(Collected data)
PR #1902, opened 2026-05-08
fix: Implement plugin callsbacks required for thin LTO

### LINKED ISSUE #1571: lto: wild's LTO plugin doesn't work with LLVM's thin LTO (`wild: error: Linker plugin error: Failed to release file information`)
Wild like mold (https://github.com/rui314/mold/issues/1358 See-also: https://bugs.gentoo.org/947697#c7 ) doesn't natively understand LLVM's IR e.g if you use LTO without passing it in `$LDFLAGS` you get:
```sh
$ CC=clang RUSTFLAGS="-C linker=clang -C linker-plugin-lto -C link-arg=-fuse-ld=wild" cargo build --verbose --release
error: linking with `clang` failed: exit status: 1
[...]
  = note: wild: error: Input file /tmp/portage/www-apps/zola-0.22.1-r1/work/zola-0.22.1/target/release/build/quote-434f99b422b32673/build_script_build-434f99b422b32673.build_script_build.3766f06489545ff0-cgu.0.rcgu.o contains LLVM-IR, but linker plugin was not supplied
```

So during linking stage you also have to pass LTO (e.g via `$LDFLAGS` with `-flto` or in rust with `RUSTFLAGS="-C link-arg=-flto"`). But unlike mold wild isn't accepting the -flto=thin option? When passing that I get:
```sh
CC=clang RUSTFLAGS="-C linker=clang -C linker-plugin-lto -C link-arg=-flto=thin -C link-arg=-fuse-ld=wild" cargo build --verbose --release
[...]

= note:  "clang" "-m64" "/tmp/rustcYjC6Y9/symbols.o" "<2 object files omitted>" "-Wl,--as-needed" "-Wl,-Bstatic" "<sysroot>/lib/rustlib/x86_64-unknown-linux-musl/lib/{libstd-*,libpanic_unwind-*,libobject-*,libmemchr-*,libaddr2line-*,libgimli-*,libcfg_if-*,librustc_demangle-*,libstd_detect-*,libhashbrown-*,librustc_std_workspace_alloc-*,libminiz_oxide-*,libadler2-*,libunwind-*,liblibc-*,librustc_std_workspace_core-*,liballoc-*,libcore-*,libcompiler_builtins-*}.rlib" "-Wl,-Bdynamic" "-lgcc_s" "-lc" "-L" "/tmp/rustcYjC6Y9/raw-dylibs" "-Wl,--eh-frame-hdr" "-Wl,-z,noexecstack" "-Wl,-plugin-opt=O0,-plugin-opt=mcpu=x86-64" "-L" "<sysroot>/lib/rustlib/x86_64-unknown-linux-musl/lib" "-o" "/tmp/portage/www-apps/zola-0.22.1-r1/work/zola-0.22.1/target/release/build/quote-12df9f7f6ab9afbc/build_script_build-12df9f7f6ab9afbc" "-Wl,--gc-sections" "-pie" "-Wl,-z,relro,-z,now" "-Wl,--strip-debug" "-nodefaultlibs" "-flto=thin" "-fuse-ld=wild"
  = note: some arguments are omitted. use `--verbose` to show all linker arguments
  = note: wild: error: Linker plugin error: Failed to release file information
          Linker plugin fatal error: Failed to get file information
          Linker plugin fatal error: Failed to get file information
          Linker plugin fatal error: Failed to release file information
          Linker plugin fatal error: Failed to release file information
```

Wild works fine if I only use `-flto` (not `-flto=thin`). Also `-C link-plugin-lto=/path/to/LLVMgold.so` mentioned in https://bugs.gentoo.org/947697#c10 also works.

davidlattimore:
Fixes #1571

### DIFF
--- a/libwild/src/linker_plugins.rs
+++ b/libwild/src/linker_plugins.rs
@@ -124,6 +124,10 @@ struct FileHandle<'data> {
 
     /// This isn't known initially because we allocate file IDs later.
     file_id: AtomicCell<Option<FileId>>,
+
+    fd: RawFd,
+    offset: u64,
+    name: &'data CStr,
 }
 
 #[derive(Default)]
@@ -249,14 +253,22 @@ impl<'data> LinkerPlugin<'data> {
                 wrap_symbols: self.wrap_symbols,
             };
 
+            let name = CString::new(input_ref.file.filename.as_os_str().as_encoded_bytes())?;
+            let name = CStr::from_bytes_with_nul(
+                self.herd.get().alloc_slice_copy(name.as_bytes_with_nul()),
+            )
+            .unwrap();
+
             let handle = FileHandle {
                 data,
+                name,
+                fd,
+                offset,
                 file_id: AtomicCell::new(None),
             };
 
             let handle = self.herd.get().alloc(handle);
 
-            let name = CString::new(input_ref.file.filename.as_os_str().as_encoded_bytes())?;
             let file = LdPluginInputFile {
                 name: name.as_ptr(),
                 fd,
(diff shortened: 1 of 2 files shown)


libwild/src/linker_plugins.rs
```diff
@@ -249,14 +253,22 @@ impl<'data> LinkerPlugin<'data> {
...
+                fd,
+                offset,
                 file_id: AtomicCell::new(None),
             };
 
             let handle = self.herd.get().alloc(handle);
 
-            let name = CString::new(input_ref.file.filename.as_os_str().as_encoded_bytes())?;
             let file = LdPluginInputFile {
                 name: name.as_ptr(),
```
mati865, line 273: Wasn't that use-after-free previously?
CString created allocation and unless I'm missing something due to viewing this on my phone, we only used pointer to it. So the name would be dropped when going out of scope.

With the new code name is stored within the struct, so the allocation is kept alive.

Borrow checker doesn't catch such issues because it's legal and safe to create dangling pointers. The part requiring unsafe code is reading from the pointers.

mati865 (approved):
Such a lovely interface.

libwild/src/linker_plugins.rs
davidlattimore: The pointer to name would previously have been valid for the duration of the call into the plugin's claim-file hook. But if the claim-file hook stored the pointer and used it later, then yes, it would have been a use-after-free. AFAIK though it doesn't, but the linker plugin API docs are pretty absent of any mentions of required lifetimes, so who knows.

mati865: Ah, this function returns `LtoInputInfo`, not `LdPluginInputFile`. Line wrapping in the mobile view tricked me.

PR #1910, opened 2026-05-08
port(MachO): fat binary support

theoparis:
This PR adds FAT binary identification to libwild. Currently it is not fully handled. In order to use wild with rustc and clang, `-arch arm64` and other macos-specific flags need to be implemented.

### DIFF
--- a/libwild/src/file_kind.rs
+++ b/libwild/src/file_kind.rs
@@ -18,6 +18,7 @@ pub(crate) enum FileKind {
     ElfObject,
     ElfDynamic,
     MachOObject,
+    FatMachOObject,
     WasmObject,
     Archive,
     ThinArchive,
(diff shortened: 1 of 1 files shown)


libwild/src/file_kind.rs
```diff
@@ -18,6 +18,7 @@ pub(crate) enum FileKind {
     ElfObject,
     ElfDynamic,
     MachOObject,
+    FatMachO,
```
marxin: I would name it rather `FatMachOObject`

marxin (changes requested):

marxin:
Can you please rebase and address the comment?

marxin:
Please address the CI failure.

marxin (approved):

• **Exercise directions**
Repeat the data word for word, leaving out no line.

• **Task output**
PR #1902, opened 2026-05-08
fix: Implement plugin callsbacks required for thin LTO

### LINKED ISSUE #1571: lto: wild's LTO plugin doesn't work with LLVM's thin LTO (`wild: error: Linker plugin error: Failed to release file information`)
Wild like mold (https://github.com/rui314/mold/issues/1358 See-also: https://bugs.gentoo.org/947697#c7 ) doesn't natively understand LLVM's IR e.g if you use LTO without passing it in `$LDFLAGS` you get:
```sh
$ CC=clang RUSTFLAGS="-C linker=clang -C linker-plugin-lto -C link-arg=-fuse-ld=wild" cargo build --verbose --release
error: linking with `clang` failed: exit status: 1
[...]
  = note: wild: error: Input file /tmp/portage/www-apps/zola-0.22.1-r1/work/zola-0.22.1/target/release/build/quote-434f99b422b32673/build_script_build-434f99b422b32673.build_script_build.3766f06489545ff0-cgu.0.rcgu.o contains LLVM-IR, but linker plugin was not supplied
```

So during linking stage you also have to pass LTO (e.g via `$LDFLAGS` with `-flto` or in rust with `RUSTFLAGS="-C link-arg=-flto"`). But unlike mold wild isn't accepting the -flto=thin option? When passing that I get:
```sh
CC=clang RUSTFLAGS="-C linker=clang -C linker-plugin-lto -C link-arg=-flto=thin -C link-arg=-fuse-ld=wild" cargo build --verbose --release
[...]

= note:  "clang" "-m64" "/tmp/rustcYjC6Y9/symbols.o" "<2 object files omitted>" "-Wl,--as-needed" "-Wl,-Bstatic" "<sysroot>/lib/rustlib/x86_64-unknown-linux-musl/lib/{libstd-*,libpanic_unwind-*,libobject-*,libmemchr-*,libaddr2line-*,libgimli-*,libcfg_if-*,librustc_demangle-*,libstd_detect-*,libhashbrown-*,librustc_std_workspace_alloc-*,libminiz_oxide-*,libadler2-*,libunwind-*,liblibc-*,librustc_std_workspace_core-*,liballoc-*,libcore-*,libcompiler_builtins-*}.rlib" "-Wl,-Bdynamic" "-lgcc_s" "-lc" "-L" "/tmp/rustcYjC6Y9/raw-dylibs" "-Wl,--eh-frame-hdr" "-Wl,-z,noexecstack" "-Wl,-plugin-opt=O0,-plugin-opt=mcpu=x86-64" "-L" "<sysroot>/lib/rustlib/x86_64-unknown-linux-musl/lib" "-o" "/tmp/portage/www-apps/zola-0.22.1-r1/work/zola-0.22.1/target/release/build/quote-12df9f7f6ab9afbc/build_script_build-12df9f7f6ab9afbc" "-Wl,--gc-sections" "-pie" "-Wl,-z,relro,-z,now" "-Wl,--strip-debug" "-nodefaultlibs" "-flto=thin" "-fuse-ld=wild"
  = note: some arguments are omitted. use `--verbose` to show all linker arguments
  = note: wild: error: Linker plugin error: Failed to release file information
          Linker plugin fatal error: Failed to get file information
          Linker plugin fatal error: Failed to get file information
          Linker plugin fatal error: Failed to release file information
          Linker plugin fatal error: Failed to release file information
```

Wild works fine if I only use `-flto` (not `-flto=thin`). Also `-C link-plugin-lto=/path/to/LLVMgold.so` mentioned in https://bugs.gentoo.org/947697#c10 also works.

davidlattimore:
Fixes #1571

### DIFF
--- a/libwild/src/linker_plugins.rs
+++ b/libwild/src/linker_plugins.rs
@@ -124,6 +124,10 @@ struct FileHandle<'data> {
 
     /// This isn't known initially because we allocate file IDs later.
     file_id: AtomicCell<Option<FileId>>,
+
+    fd: RawFd,
+    offset: u64,
+    name: &'data CStr,
 }
 
 #[derive(Default)]
@@ -249,14 +253,22 @@ impl<'data> LinkerPlugin<'data> {
                 wrap_symbols: self.wrap_symbols,
             };
 
+            let name = CString::new(input_ref.file.filename.as_os_str().as_encoded_bytes())?;
+            let name = CStr::from_bytes_with_nul(
+                self.herd.get().alloc_slice_copy(name.as_bytes_with_nul()),
+            )
+            .unwrap();
+
             let handle = FileHandle {
                 data,
+                name,
+                fd,
+                offset,
                 file_id: AtomicCell::new(None),
             };
 
             let handle = self.herd.get().alloc(handle);
 
-            let name = CString::new(input_ref.file.filename.as_os_str().as_encoded_bytes())?;
             let file = LdPluginInputFile {
                 name: name.as_ptr(),
                 fd,
(diff shortened: 1 of 2 files shown)


libwild/src/linker_plugins.rs
```diff
@@ -249,14 +253,22 @@ impl<'data> LinkerPlugin<'data> {
...
+                fd,
+                offset,
                 file_id: AtomicCell::new(None),
             };
 
             let handle = self.herd.get().alloc(handle);
 
-            let name = CString::new(input_ref.file.filename.as_os_str().as_encoded_bytes())?;
             let file = LdPluginInputFile {
                 name: name.as_ptr(),
```
mati865, line 273: Wasn't that use-after-free previously?
CString created allocation and unless I'm missing something due to viewing this on my phone, we only used pointer to it. So the name would be dropped when going out of scope.

With the new code name is stored within the struct, so the allocation is kept alive.

Borrow checker doesn't catch such issues because it's legal and safe to create dangling pointers. The part requiring unsafe code is reading from the pointers.

mati865 (approved):
Such a lovely interface.

libwild/src/linker_plugins.rs
davidlattimore: The pointer to name would previously have been valid for the duration of the call into the plugin's claim-file hook. But if the claim-file hook stored the pointer and used it later, then yes, it would have been a use-after-free. AFAIK though it doesn't, but the linker plugin API docs are pretty absent of any mentions of required lifetimes, so who knows.

mati865: Ah, this function returns `LtoInputInfo`, not `LdPluginInputFile`. Line wrapping in the mobile view tricked me.

PR #1910, opened 2026-05-08
port(MachO): fat binary support

theoparis:
This PR adds FAT binary identification to libwild. Currently it is not fully handled. In order to use wild with rustc and clang, `-arch arm64` and other macos-specific flags need to be implemented.

### DIFF
--- a/libwild/src/file_kind.rs
+++ b/libwild/src/file_kind.rs
@@ -18,6 +18,7 @@ pub(crate) enum FileKind {
     ElfObject,
     ElfDynamic,
     MachOObject,
+    FatMachOObject,
     WasmObject,
     Archive,
     ThinArchive,
(diff shortened: 1 of 1 files shown)


libwild/src/file_kind.rs
```diff
@@ -18,6 +18,7 @@ pub(crate) enum FileKind {
     ElfObject,
     ElfDynamic,
     MachOObject,
+    FatMachO,
```
marxin: I would name it rather `FatMachOObject`

marxin (changes requested):

marxin:
Can you please rebase and address the comment?

marxin:
Please address the CI failure.

marxin (approved):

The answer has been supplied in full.